There is also growing consensus among health professionals that pumping gas into the buildings where we live and work is a significant health risk. Burning gas indoors releases toxic chemicals including nitrogen dioxide, formaldehyde and carbon monoxide.

Many people are shocked to learn that living in a home with a gas stove increases a child’s risk of asthma similar to living with a cigarette smoker. All-electric buildings eliminate these health concerns, and installing heat pumps instead of gas furnaces offers the added benefit of keeping people cool and safe during increasingly dangerous extreme heat events.

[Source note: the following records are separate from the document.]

PR #753, opened 2024-12-06
[ISV-5446] static check for catalog bundle images

mantomas:
This PR adds logic to validate file based catalogs in static checks, with first fbc check `check_bundle_images_in_fbc`.

Example pipeline run [can be found here](https://github.com/redhat-openshift-ecosystem/community-operators-pipeline-preprod/pull/315). The validation is done thanks to config.yaml key [allowed_bundle_registries](https://github.com/redhat-openshift-ecosystem/community-operators-pipeline-preprod/blob/f834b495bfa2ecb41bd656addad1947c414c10c3/config.yaml#L17). In the test run two catalogs were updated, but only one failure is detected, as one of the bundles use allowed registry.

If the key `allowed_bundle_registries` is missing in config.yaml, then the  bundle image validation is internally skipped (without the config the new check is turned off).

Closes ISV-5446

### DIFF
--- a/ansible/roles/operator-pipeline/templates/openshift/tasks/run-static-tests.yml
+++ b/ansible/roles/operator-pipeline/templates/openshift/tasks/run-static-tests.yml
@@ -19,6 +19,9 @@ spec:
     - name: bundle_version
       description: Version of the bundle under test.
 
+    - name: affected_catalog_operators
+      description: All catalog operators affected with the change.
+
     - name: github_token_secret_key
       description: The key within the Kubernetes Secret that contains the GitHub token.
       default: token
@@ -60,8 +63,8 @@ spec:
         #!/usr/bin/env bash
         set -xe
 
-        if [ -z "$(params.bundle_path)" ]; then
-          echo "No bundle added or changed, skipping tests"
+        if [ -z "$(params.bundle_path)" ] && [ -z "$(params.affected_catalog_operators)" ]; then
+          echo "No bundle or catalog added/changed, skipping tests"
           echo -n "" | tee $(results.messages_count.path)
           echo -n "" | tee $(results.failures_count.path)
           exit 0
@@ -86,7 +89,8 @@ spec:
           --output-file "$JSON_RESULTS_FILE" \
           --repo-path "$(workspaces.source.path)" \
           --suites "$(params.test_suites)" $EXTRA_ARGS \
-          "$(params.operator_name)" "$(params.bundle_version)"
+          "$(params.operator_name)" "$(params.bundle_version)" \
+          "$(params.affected_catalog_operators)"
 
         jq . <$JSON_RESULTS_FILE
         jq -r '(.outputs//[])|length' <$JSON_RESULTS_FILE \
--- a/operator-pipeline-images/operatorcert/entrypoints/static_tests.py
+++ b/operator-pipeline-images/operatorcert/entrypoints/static_tests.py
@@ -5,7 +5,7 @@ import json
 import logging
 from typing import Any, Dict, List, Optional
 
-from operator_repo import Repo
+from operator_repo import Repo, OperatorCatalogList
 from operator_repo.checks import Fail, run_suite
 from operatorcert.logger import setup_logger
 from operatorcert.utils import SplitArgs
@@ -49,19 +49,21 @@ def setup_argparser() -> argparse.ArgumentParser:
     parser.add_argument("--verbose", action="store_true", help="Verbose output")
     parser.add_argument("operator")
     parser.add_argument("bundle")
+    parser.add_argument("affected_catalogs")
 
     return parser
 
 
-def check_bundle(
+def execute_checks(  # pylint: disable=too-many-arguments
     repo_path: str,
     operator_name: str,
     bundle_version: str,
+    affected_catalogs: str,
     suite_names: List[str],
     skip_tests: Optional[List[str]] = None,
 ) -> Dict[str, Any]:
     """
-    Run a check suite against the given bundle and return warnings and
+    Run a check suite against the given target and return warnings and
     failures in a format inspired by the operator-sdk bundle validate
     tool's JSON output format
 
@@ -69,6 +71,7 @@ def check_bundle(
         repo_path (str): path to the root of the operator repository
         operator_name (str): name of the operator
         bundle_version (str): version of the bundle to check
+        affected_catalogs (str): Coma separated list of affected catalogs
         suite_name (str): name of the suite to use
         skip_tests (Optional[List]): List of checks to skip
 
@@ -77,13 +80,25 @@ def check_bundle(
     """
     repo = Repo(repo_path)
     operator = repo.operator(operator_name)
-    bundle = operator.bundle(bundle_version)
+    bundle = operator.bundle(bundle_version) if bundle_version else None
+    catalogs = OperatorCatalogList(
+        [
+            catalog
+            for catalog in operator.all_operator_catalogs()
+            if catalog in affected_catalogs.split(",")
+        ]
+    )
 
     outputs = []
     passed = True
 
     for suite_name in suite_names:
-        for result in run_suite([bundle, operator], suite_name, skip_tests=skip_tests):
+        for result in run_suite(
+            # do only catalog checks if bundle is not provided
+            [bundle, operator] if bundle else [catalogs],
+            suite_name,
+            skip_tests=skip_tests,
+        ):
             if isinstance(result, Fail):
                 passed = False
             item = {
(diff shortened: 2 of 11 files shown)


ansible/roles/operator-pipeline/templates/openshift/tasks/run-static-tests.yml
```diff
@@ -86,7 +89,8 @@ spec:
           --output-file "$JSON_RESULTS_FILE" \
           --repo-path "$(workspaces.source.path)" \
           --suites "$(params.test_suites)" $EXTRA_ARGS \
-          "$(params.operator_name)" "$(params.bundle_version)"
+          "$(params.operator_name)" "$(params.bundle_version)" \
+          "$(params.affected_catalog_operators)"
```
Allda, line 93: Just making sure here.. Did you test if this also works for non-catalog changes? Will an empty string be handled correctly?

operator-pipeline-images/operatorcert/entrypoints/static_tests.py
```diff
@@ -77,13 +80,25 @@ def check_bundle(
     """
     repo = Repo(repo_path)
     operator = repo.operator(operator_name)
-    bundle = operator.bundle(bundle_version)
+    bundle = operator.bundle(bundle_version) if bundle_version else None
+    catalogs = OperatorCatalogList(
+        [
+            catalog
+            for catalog in operator.all_operator_catalogs()
```
Allda, line 87: I am not sure if I understand this loop. The `affected_catalogs.split(",")` returns a list of strings, right? The `operator.all_operator_catalogs()` returns a list of `OperatorCatalog`. And then you compare if `OperatorCatalog` in a list of strings. How it this going to work? Or am I missing anything here?

Also if you already have a list of affected catalogs, why don't you initiate it directly using `OperatorCatalog(<path_to_operator_catalog>)` constructor and instead use an operator and its edge to get to it? If we ever make these types completely independent (operator and operatorCatalog) it won't work.

operator-pipeline-images/operatorcert/entrypoints/static_tests.py
```diff
@@ -77,13 +80,25 @@ def check_bundle(
...
+    )
 
     outputs = []
     passed = True
 
     for suite_name in suite_names:
-        for result in run_suite([bundle, operator], suite_name, skip_tests=skip_tests):
+        for result in run_suite(
+            # do only catalog checks if bundle is not provided
+            [bundle, operator] if bundle else [catalogs],
```
Allda, line 98: Why do we make it mutually exclusive? Can we run all checks if the bundle, operator, and catalog are available?

operator-pipeline-images/operatorcert/static_tests/common/catalog.py
```diff
@@ -0,0 +1,55 @@
...
+    """Filter out invalid images"""
+    invalid_images = []
+    for image in bundle_images:
+        if not any(image.startswith(registry) for registry in allowed_registries):
+            invalid_images.append(image)
+
+    return invalid_images
+
+
+def check_bundle_images_in_fbc(
```
Allda, line 34: Should this file be renamed to `operator_catalogs.py` since it uses `OperatorCatalogList` as an input?

operator-pipeline-images/operatorcert/static_tests/common/catalog.py
```diff
@@ -0,0 +1,55 @@
...
+    operator_catalogs: OperatorCatalogList,
+) -> Iterator[CheckResult]:
+    """Validate if bundle image reference in fbc is in allowed registry"""
+
+    allowed_registries = None
+    for catalog in operator_catalogs:
+        if not isinstance(allowed_registries, list):
```
Allda, line 41: The config is always the same for all catalogs. It doesn't make sense to me to have this in the `for` loop. It unnecessarily pollutes a code and it is hard to read. You can create a separate function to get the list of allowed catalogs and return much earlier if not present. The for loop should really focus on iterating over catalogs and checking values.

operator-pipeline-images/operatorcert/static_tests/common/catalog.py
```diff
@@ -0,0 +1,55 @@
...
+                "allowed_bundle_registries", []
+            )
+        if not allowed_registries:
+            # nothing to check if no registry restriction is defined
+            break
+        bundle_images = _get_bundle_registries_from_catalog(catalog)
+        invalid_images = _filter_invalid_images(bundle_images, allowed_registries)
+        if invalid_images:
+            yield Fail(
+                f"Invalid bundle image(s) found in {str(catalog)}: "
```
Allda, line 53: Let's make this error more user-friendly. Give a user at least information on which registries are allowed. If I were a user reading this message and not knowing about the purpose of this test I wouldn't know why it failed.

ansible/roles/operator-pipeline/templates/openshift/tasks/run-static-tests.yml
mantomas: I tested non-catalog changes by running integration tests manually [here](https://github.com/redhat-openshift-ecosystem/operator-pipelines-test/pull/2040). The test already work with empty string when `bundle_version` is empty. It also work for catalog changes, so I expect empty strings are handled correctly and passed as positional arguments.

operator-pipeline-images/operatorcert/entrypoints/static_tests.py
mantomas: Operator catalog is [comparable to string](https://github.com/mporrato/operator-repo/blob/277471a08a7e9f06169925fcf25b039ac70c4677/src/operator_repo/core.py#L599) and it works both ways. 

I don't understand what you mean by `If we ever make these types completely independent`? Is there such a plan? As of now, we always have an Operator (as it is affected by the catalog change iirc) and using the edge give me all its catalogs. I can see that there is the way to get specific catalog like `OperatorCatalog(repo.root / "catalogs" / "v4.13/kiali")` - for me having the path already provided by the Operator sounds more straightforward, but I am open to discussion.

operator-pipeline-images/operatorcert/entrypoints/static_tests.py
mantomas: As of now we have validation preventing simultaneous bundle and catalog changes, so we don't have both at the same time. And for current workflow, operator check was also skipped if bundle was not affected.
If it makes sense, to validate at least the operator together with the catalog, I can change the line to something like `[bundle, operator] if bundle else [catalogs, operator]` to have operator covered in both workflows.

operator-pipeline-images/operatorcert/static_tests/common/catalog.py
mantomas: This structure is kinda hard-coded to the [operator-repo](https://github.com/mporrato/operator-repo/blob/277471a08a7e9f06169925fcf25b039ac70c4677/src/operator_repo/checks/__init__.py#L84) library. I can change it there though so we can decide in the future if there will be any validation for the whole catalog.

operator-pipeline-images/operatorcert/entrypoints/static_tests.py
mantomas: Changed the logic to use `repo.catalog_path()`

operator-pipeline-images/operatorcert/entrypoints/static_tests.py
mantomas: Changed so Operator checks are run in both cases.
As it is now, the `run_suite()` expects specific class instances and providing `None` instead of `Bundle` leads to an exception.

operator-pipeline-images/operatorcert/static_tests/common/catalog.py
mantomas: Fixed in external `operator-repo` and renamed.

operator-pipeline-images/operatorcert/static_tests/common/catalog.py
mantomas: Good point - moved outside of the `for` loop.

mantomas:
I did some updates and to verify the results run the pipeline for [FBC](https://github.com/redhat-openshift-ecosystem/community-operators-pipeline-preprod/pull/317) and also [integration tests](https://github.com/redhat-openshift-ecosystem/operator-pipelines-test/pull/2057) - both with expected results.

operator-pipeline-images/operatorcert/entrypoints/static_tests.py
mantomas: Last update changes the logic to run each suite available.

operator-pipeline-images/operatorcert/entrypoints/static_tests.py
mantomas: @Allda I reverted this logic back to use the `operator` to `operator_catalogs` edge - the `affected_catalogs` contain also removed catalogs and this way we can filter them out. Initiate catalog directly `OperatorCatalog(<path_to_operator_catalog>)` raise exception for deleted operator catalogs.

Allda (approved):

tomasbakk (approved):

The government is relying on emissions cuts from buildings and communities to do a lot of the heavy lifting to meet B.C.’s climate goals, but its current approach isn’t working. The province’s recently released climate accountability report projects that B.C. will miss its 2030 target for buildings and communities by at least 35 per cent. As the province works to mitigate the housing crisis, we can and must ensure that our climate and housing goals go hand-in-hand.

It is currently up to individual municipalities to determine how to cut building emissions. Some have taken great strides. Some have found their jurisdictional authority limits their ability to require that new buildings be all-electric. Some are not interested

The result is a patchwork of standards across the province that is confusing and unduly complicated for builders – and will not bring about the pace and scale of change that is needed.

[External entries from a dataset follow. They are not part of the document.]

PR #758, opened 2024-12-11
Skip yamllint for removed bundles

Allda:
In case a bundle is removed the files don't exist in the repository
anymore and it doesn't make sense to run yamllint.

The change parser also needs to distinguish between added, modified, and
removed operators and bundles. Each of these categories needs to be
treated differently.

JIRA: ISV-5466

### DIFF
--- a/ansible/roles/operator-pipeline/templates/openshift/tasks/read-config.yaml
+++ b/ansible/roles/operator-pipeline/templates/openshift/tasks/read-config.yaml
@@ -41,7 +41,13 @@ spec:
 
         CONFIG_PATH="$PKG_PATH/ci.yaml"
 
-        if [[ ! -f "$CONFIG_PATH" ]]; then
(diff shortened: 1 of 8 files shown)


mantomas (approved):
lgtm

ansible/roles/operator-pipeline/templates/openshift/tasks/read-config.yaml
```diff
@@ -41,7 +41,13 @@ spec:
 
         CONFIG_PATH="$PKG_PATH/ci.yaml"
 
-        if [[ ! -f "$CONFIG_PATH" ]]; then
+        if [[ ! -d "$PKG_PATH" ]]; then
+            echo "Operator directory is removed."
```
ezopezo, line 45: Non-blocking: Does it make a sense to indicate here which operator has been removed?

ezopezo (approved):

An update to B.C.’s building code is coming soon that intends to be part of the solution. However, municipalities will choose whether to opt in to the new carbon pollution standard – or not – and full implementation is not expected until 2030.

Municipalities will also decide what counts as low-carbon energy, leaving the door wide open for Fortis to continue to exploit loopholes and lobby aggressively for false solutions like “renewable” natural gas.

Fortis wants to label fossil gas as renewable by “offsetting” its emissions in another jurisdiction – meaning it could pay an American farmer to harness methane from cattle and then label the fracked gas piped into new buildings in B.C. “renewable.” This is another marketing ploy, intended to keep companies like Fortis in business as the world transitions away from fossil fuels.

If we continue down the current path, the number of buildings that must be renovated down the line will only grow, at much greater cost and with much greater disruption to residents than keeping them fossil fuel free in the first place. And emissions will keep rising, alongside ever more deadly climate disasters like floods, fires and heatwaves.

Unlike many jurisdictions, we have clean electricity. Unlike other sectors, the technology for clean buildings is available now and is cost competitive. The recent provincial budget surplus shows we have the money to ramp up any training or infrastructure support needed.

What we need now is a clear, province-wide requirement to stop connecting new buildings to fossil gas lines. Only this will catalyze and lock in the rapid cuts in pollution from buildings required to meet our climate goals and protect the health of British Columbians.

Eby has shown he’s willing to ensure the province leads the way when necessary – and we hope he will do the same with this urgent climate action.

William Azaroff is the CEO of Brightside Community Homes Foundation and board vice-chair of the B.C. Non-Profit Housing Association. Dr. Melissa Lem is a 91原创 family physician and president of the 91原创 Association of Physicians for the Environment. Alex Lidstone is executive director of Climate Caucus, a non-partisan network of 500-plus current and former locally elected leaders.

The authors have joined more than 100 organizations representing the building sector, labour, municipalities, housing associations, health professionals and climate groups in calling on the B.C. government to keep gas out of new buildings.